[Start of Attachment]

Issue #1800, opened 2021-10-19
[Public catalog] Move quickstart logo and CTAs, make header sticky


LizBaker:
We want the CTA buttons for quickstarts to remain visible to users even after they scroll. 

Mobile approach: keep the same approach we already have in place.

### AC
- [x] (logo + name + main CTA + breadcrumb) are in a sticky header and as the user scrolls down, they can access the main actions at any given time.
- [x] Logo moves to the left
- [x] CTA buttons move to the right 
- [x] As the screen size is reduced, the overall size of the sticky header section reduces
- [ ] Measure before and after for data analysis so we understand the impact of this change + / -
- [x] ~~the mobile view should also have this treatment~~  -`won't do`

### Design
![SKX929djFq0XEe7b0dVskeQPsHqVb0YEe4lwOHLZJAGOzTa63g-fIPBQrCoANf4vBYLyL4kDOs-Si2sSlsTeYLaoKA3UvP5pumOTojAGrakilADT3kNvFVl3KBGZaw61oHN-vyFZ=s0](https://user-images.githubusercontent.com/39655074/138000123-f33a9045-ffe0-4d73-8024-322e746b7cf2.png)

jpvajda:
We are waiting on some final input from @legnaleama to finish this up

PR #1833, opened 2021-10-28
make quickstart header sticky

nr-kkenney:
## Summary

* reorganized the header to have logo on the left, title & summary in
the middle, and CTA buttons on the right
* header is sticky and will remain on page when a user scrolls. it
will 'stack' up  with the global header which is also sticky

## Screenshots
Screen Shot 2021-10-29 at 2 26 06 PM
Screen Shot 2021-10-29 at 2 26 15 PM
Screen Shot 2021-10-29 at 2 26 27 PM

## Links
Resolves: #1800

### DIFF
--- a/src/templates/QuickstartDetails.js
+++ b/src/templates/QuickstartDetails.js
@@ -128,19 +128,18 @@ const QuickstartDetails = ({ data, location }) => {
 
               @media (min-width: 760px) {
                 background: var(--primary-background-color);
-                border: 1px solid var(--border-color);
+                border-bottom: 1px solid var(--border-color);
                 border-radius: 0.25rem;
-                box-shadow: 0 2px 4px rgba(0, 0, 0, 0.1);
                 grid-template-areas:
                   'logo title cta'
                   'logo summ cta';
-                padding: 8px 0;
+                padding: 16px 0 24px;
                 position: sticky;
                 top: var(--global-header-height);
                 z-index: 80;
               }
 
-              .dark-mode & {
+              .dark-mode {
                 box-shadow: none;
               }
             `}
--- a/src/templates/QuickstartDetails.js
+++ b/src/templates/QuickstartDetails.js
@@ -107,10 +107,8 @@ const QuickstartDetails = ({ data, location }) => {
               )
             }
             css={css`
-              background: var(--primary-background-color);
               border-bottom: none;
               display: grid;
-              padding-bottom: 0;
               grid-template-areas:
                 'logo title cta'
                 'logo summ cta';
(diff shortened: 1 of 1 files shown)


nr-kkenney:
@jpvajda if you have a moment to take a look. ive addressed the comments, so should be good for your eyes 🙈

jpvajda:
I foresee several little nits in this review, so I think it may be most optimal to hop on a quick zoom session with @legnaleama next week to work through those. 

I have some feedback /questions but in this case I think a quick working session would be easier

src/templates/QuickstartDetails.js
```diff
@@ -109,17 +109,40 @@ const QuickstartDetails = ({ data, location }) => {
...
+                grid-template-areas:
+                  'logo title cta'
+                  'logo summ cta';
+                padding: 8px 0;
+                position: sticky;
+                top: var(--global-header-height);
+                z-index: 80;
+              }
+
+              .dark-mode & {
```
clarkmcadoo, line 143: I think you can do without this `&`, we're just trying to target the `dark-mode` class here 👍

jpvajda (dismissed):
I'd like to schedule some time with Angel, to discuss any small corrections to this, I see a few but it will be easier to talk through them on quick chat

legnaleama:
Here are some minor adjustments:
- Replace current border and box shadow for `border-bottom: 1px solid var(--border-color);` (We'll improve this on a future PR)
- Adjust header's padding to `padding: 16px 0 24px;`

jpvajda:
@nr-kkenney feedback is in. 🎨

nr-kkenney:
@clarkmcadoo @jpvajda @legnaleama changes made 👍

src/templates/QuickstartDetails.js
```diff
@@ -109,17 +109,39 @@ const QuickstartDetails = ({ data, location }) => {
...
               grid-column-gap: 1rem;
               grid-row-gap: 1rem;
+              grid-template-areas:
+                'title logo'
+                'summ logo'
+                'cta logo';
+              justify-content: normal;
+              justify-self: center;
               row-gap: 1rem;
+              width: 101%;
```
zstix, line 121: Setting the width to _more_ than `100%` is kinda weird, but I totally see why you're doing it. I tried playing around with the page layout to try and get the underlying content to be properly hidden underneath the header and couldn't come up with anything.

It would be nice to circle back to this at some point, but I don't think we should hold up this PR.

zstix (approved):

clarkmcadoo (approved):

src/templates/QuickstartDetails.js
nr-kkenney: yea if im remembering this correctly, it was just a pixel of the left most point of the W character that wasn't being hidden 🙈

[End of Attachment]

▸ **What is needed**
Bring together every line in the entries that holds the string "this".

▸ **Exercise output**
- [ ] Measure before and after for data analysis so we understand the impact of this change + / -
- [x] ~~the mobile view should also have this treatment~~  -`won't do`
We are waiting on some final input from @legnaleama to finish this up
I foresee several little nits in this review, so I think it may be most optimal to hop on a quick zoom session with @legnaleama next week to work through those. 
I have some feedback /questions but in this case I think a quick working session would be easier
clarkmcadoo, line 143: I think you can do without this `&`, we're just trying to target the `dark-mode` class here 👍
I'd like to schedule some time with Angel, to discuss any small corrections to this, I see a few but it will be easier to talk through them on quick chat
- Replace current border and box shadow for `border-bottom: 1px solid var(--border-color);` (We'll improve this on a future PR)
It would be nice to circle back to this at some point, but I don't think we should hold up this PR.
nr-kkenney: yea if im remembering this correctly, it was just a pixel of the left most point of the W character that wasn't being hidden 🙈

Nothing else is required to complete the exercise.